Published in final edited form as:
PMCID: PMC2239008
NIHMSID: NIHMS38318

Cutting Edge: CD4+ T Cell Control of CD8+ T Cell Reactivity to a Model Tumor Antigen

Abstract

Neoantigens resulting from the inherent genomic instability of tumor cells generally do not trigger immune recognition. Similarly, transfection of tumors with model Ags often fails to elicit CD8+ T cell responses or alter a tumor's growth rate or lethality. We report here that the adoptive transfer of activated Th1-type CD4+ T cells specific for a model tumor Ag results in the de novo generation of CD8+ T cells with specificity to that Ag and concomitant tumor destruction. The anti-tumor effects of the CD4+ T cells required the presence of both MHC class I and class II on host cells, as evidenced by experiments in knockout mice, suggesting that CD4+ T cells enhanced the ability of host APC to activate endogenous CD8+ T cells. These results indicate that the apparent inability of tumor cells expressing highly immunogenic epitopes to activate tumor-specific CD8+ T cells can be altered by activated CD4+ T cells.

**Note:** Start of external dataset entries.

PR #15594, opened 2023-08-20
[Runtime] Ensure a DSOLibrary is loaded only once

junrushao:
This PR introduces a DSOLibrary cache that ensures a DSO library is only dlopen-ed once in a single process. This guard is less useful per se as Linux already provides such guanratee backed by reference counter:

> If the same library is loaded again with dlopen(), the same file handle
> is returned. The dl library maintains reference counts for library
> handles, so a dynamic library is not deallocated until dlclose() has
> been called on it as many times as dlopen() has succeeded on it. The
> _init() routine, if present, is only called once. But a subsequent call
> with RTLD_NOW may force symbol resolution for a library earlier loaded
> with RTLD_LAZY.

Link: https://linux.die.net/man/3/dlopen.

However, it will help TVM metadata to be more properly handled at loading time in a multi-threading environment.

### DIFF
--- a/src/runtime/dso_library.cc
+++ b/src/runtime/dso_library.cc
@@ -26,6 +26,9 @@
 #include <tvm/runtime/packed_func.h>
 #include <tvm/runtime/registry.h>
 
+#include <mutex>
+#include <unordered_map>
+
 #include "library_module.h"
 
 #if defined(_WIN32)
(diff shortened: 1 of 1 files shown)


junrushao:
@tqchen please review. Also, I was a bit uncertain if we should also guard anything in [`CreateModuleFromLibrary`](https://github.com/apache/tvm/blob/main/src/runtime/library_module.cc#L207-L228) in a multi-threading environment?

junrushao:
I do not believe this is a right fix.

PR #15595, opened 2023-08-20
[Runtime] Enhance PackedFunc Metaprogramming with `PackArgs`

junrushao:
This PR introduces a convenient method `PackArgs` that allows packing variadic C++ parameters into TVM's PackedFunc calling convention without recursion using C++ parameter pack tricks.

As an example,

```C++
template <typename... Args>
void MyVariadicMethod(Args&&... args) {
  constexpr int kNumArgs = sizeof...(Args);
  TVMValue values[kNumArgs];
  int type_codes[kNumArgs];
  tvm::runtime::PackArgs(values, type_codes, std::forward<Args>(args)...);
  ...
}
```

### DIFF
--- a/include/tvm/runtime/packed_func.h
+++ b/include/tvm/runtime/packed_func.h
@@ -1284,13 +1284,27 @@ namespace parameter_pack {
 
 template <typename... EnumArgs>
 struct EnumeratedParamPack {
-  struct Invoke {
-    template <template <size_t i, typename TArgument> class Functor, typename... ExtraParams>
-    static void F(ExtraParams&&... extra_params) {
+  struct InvokeWithoutArg {
+    template <template <size_t i, typename TArgument> class Functor, typename ExtraParams>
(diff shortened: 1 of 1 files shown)


junrushao:
CC: @cyx-6 @tqchen

cyx-6 (approved):
LGTM!

include/tvm/runtime/packed_func.h
```diff
@@ -1622,6 +1641,20 @@ inline TVMRetValue PackedFunc::operator()(Args&&... args) const {
   return rv;
 }
 
+template <int i, typename T>
```
kparzysz-quic, line 1644: This should be `size_t` not `int`.  Otherwise it fails to compile with clang.

junrushao: Yeah I found the same thing: https://github.com/apache/tvm/pull/15637...It works with my GCC but not clang

PR #15597, opened 2023-08-21
add tir_var_best_tuned function attr

leiwen83:
For cutlass lowlevel profiler, it need concrete shape for profiler usage. For the matmul/conv2d ops, we may pass dynamic shape, so that it need to how to interpret that variable when profiler meet it.


leiwen83:
cc @masahi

Most tumor cells are characterized by genetic instability, which results in deletions and additions to the tumor genome (1) and leads to the generation of new tumor Ags. These neoantigens often fail to elicit immune recognition and tumor destruction. In mouse models, tumor cells have been transfected with genes encoding a variety of highly immunogenic Ags with no change in the tumor's growth rate or lethality. These Ags include OVA (2), glycoprotein from lymphocytic choriomeningitis virus (3), nucleoprotein (4), and hemagglutinin (5) from influenza A virus and β-galactosidase (β-gal)2 from Escherichia coli (6).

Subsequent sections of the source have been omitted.